======== Information supplied
PR #2668, opened 2019-04-13
Reduced Logging level of Enter and Exit 

Bascy:
Many BLE functions have logging statements on entry and on exit, which is fine when debugging the BLE library but these statement should be on Verbose level


me-no-dev:
Hey! Nice idea! Actually while you are at it, how about you replace all calls to `ESP_LOGx(TAG, ` with `log_x(`? the ESP log is because this code used to be used outside of Arduino, but this is no longer the case. I this a batch find and replace will do :)

Bascy:
> Hey! Nice idea! Actually while you are at it, how about you replace all calls to `ESP_LOGx(TAG, ` with `log_x(`? the ESP log is because this code used to be used outside of Arduino, but this is no longer the case. I this a batch find and replace will do :)

You mean to remove the TAG parameter? I would love to do that, but I was actually hoping on someone _implementing_  this here, because it can be very useful in selective debugging messages

me-no-dev:
Arduino has it's own logging facility. Does not need a tag because it prints the file, function and line number that called the log.
```cpp
//ESP-IDF Log
ESP_LOGE(TAG, "some message");

//Arduino Log
log_e("some message");
```

me-no-dev:
Example Arduino Log call:
```cpp
log_d("Searching for camera address");
```

Result:
`[D][camera.c:980] camera_probe(): Searching for camera address`

me-no-dev:
Ahh if you talk about turning particular log on and off... that is a debatable thing for Arduino. For logs to bu turned on, they need to be also compiled. People will not like their firmwares to increase in size all of a sudden :D

libraries/Preferences/src/Preferences.cpp
```diff
@@ -291,7 +291,7 @@ int8_t Preferences::getChar(const char* key, const int8_t defaultValue){
     }
     esp_err_t err = nvs_get_i8(_handle, key, &value);
     if(err){
-        log_e("nvs_get_i8 fail: %s %s", key, nvs_error(err));
+        log_v("nvs_get_i8 fail: %s %s", key, nvs_error(err));
```
me-no-dev: why would you mute the error? it is an error, so do not mute any of them please. If you get them, then see what you are doing wrong.

Bascy: Because, if you havent saved a preference value yet, the default is assumed, that's why you provide a default. That is not a faulty situation, and not an error, a warning at most

PR #2671, opened 2019-04-14
Removed use of TAG from logging

Bascy:
Arduino implementation of LOG_x doesnt use TAG parameter, so it can be removed from LOG_x statements


me-no-dev:
oh noo :D you must have missread my comments. Arduino's log is NOT `ESP_LOGX(` it is `log_x(...`

me-no-dev:
you know what... I will just accept your previous PR and batch replace those myself :)

Bascy:
Oh sorry, my bad, will try again and await the completing of the build process this time :(

Bascy:
Hmmmm, it will not work anymore if `CONFIG_ARDUHAL_ESP_LOG` is not defined ...
Is that possible?

#if defined(ARDUINO_ARCH_ESP32) && defined(CONFIG_ARDUHAL_ESP_LOG)
#include "esp32-hal-log.h"
#else
#include "esp_log.h"
static const char* LOG_TAG = "BLEAdvertising";
#endif

me-no-dev:
you can remove that whole if/else thing and replace it with only `#include "esp32-hal-log.h"`

me-no-dev:
code was intended to detect if Arduino is installed and forward the log to it

PR #2672, opened 2019-04-14
Refactored use of LOG_X(LOG_TAG, ...) to log_x(...)

Bascy:
LOG_TAG is not used in implementation of logging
================
### Activity
All lines of the data above must be repeated exactly.

### Expected answer
PR #2668, opened 2019-04-13
Reduced Logging level of Enter and Exit 

Bascy:
Many BLE functions have logging statements on entry and on exit, which is fine when debugging the BLE library but these statement should be on Verbose level


me-no-dev:
Hey! Nice idea! Actually while you are at it, how about you replace all calls to `ESP_LOGx(TAG, ` with `log_x(`? the ESP log is because this code used to be used outside of Arduino, but this is no longer the case. I this a batch find and replace will do :)

Bascy:
> Hey! Nice idea! Actually while you are at it, how about you replace all calls to `ESP_LOGx(TAG, ` with `log_x(`? the ESP log is because this code used to be used outside of Arduino, but this is no longer the case. I this a batch find and replace will do :)

You mean to remove the TAG parameter? I would love to do that, but I was actually hoping on someone _implementing_  this here, because it can be very useful in selective debugging messages

me-no-dev:
Arduino has it's own logging facility. Does not need a tag because it prints the file, function and line number that called the log.
```cpp
//ESP-IDF Log
ESP_LOGE(TAG, "some message");

//Arduino Log
log_e("some message");
```

me-no-dev:
Example Arduino Log call:
```cpp
log_d("Searching for camera address");
```

Result:
`[D][camera.c:980] camera_probe(): Searching for camera address`

me-no-dev:
Ahh if you talk about turning particular log on and off... that is a debatable thing for Arduino. For logs to bu turned on, they need to be also compiled. People will not like their firmwares to increase in size all of a sudden :D

libraries/Preferences/src/Preferences.cpp
```diff
@@ -291,7 +291,7 @@ int8_t Preferences::getChar(const char* key, const int8_t defaultValue){
     }
     esp_err_t err = nvs_get_i8(_handle, key, &value);
     if(err){
-        log_e("nvs_get_i8 fail: %s %s", key, nvs_error(err));
+        log_v("nvs_get_i8 fail: %s %s", key, nvs_error(err));
```
me-no-dev: why would you mute the error? it is an error, so do not mute any of them please. If you get them, then see what you are doing wrong.

Bascy: Because, if you havent saved a preference value yet, the default is assumed, that's why you provide a default. That is not a faulty situation, and not an error, a warning at most

PR #2671, opened 2019-04-14
Removed use of TAG from logging

Bascy:
Arduino implementation of LOG_x doesnt use TAG parameter, so it can be removed from LOG_x statements


me-no-dev:
oh noo :D you must have missread my comments. Arduino's log is NOT `ESP_LOGX(` it is `log_x(...`

me-no-dev:
you know what... I will just accept your previous PR and batch replace those myself :)

Bascy:
Oh sorry, my bad, will try again and await the completing of the build process this time :(

Bascy:
Hmmmm, it will not work anymore if `CONFIG_ARDUHAL_ESP_LOG` is not defined ...
Is that possible?

#if defined(ARDUINO_ARCH_ESP32) && defined(CONFIG_ARDUHAL_ESP_LOG)
#include "esp32-hal-log.h"
#else
#include "esp_log.h"
static const char* LOG_TAG = "BLEAdvertising";
#endif

me-no-dev:
you can remove that whole if/else thing and replace it with only `#include "esp32-hal-log.h"`

me-no-dev:
code was intended to detect if Arduino is installed and forward the log to it

PR #2672, opened 2019-04-14
Refactored use of LOG_X(LOG_TAG, ...) to log_x(...)

Bascy:
LOG_TAG is not used in implementation of logging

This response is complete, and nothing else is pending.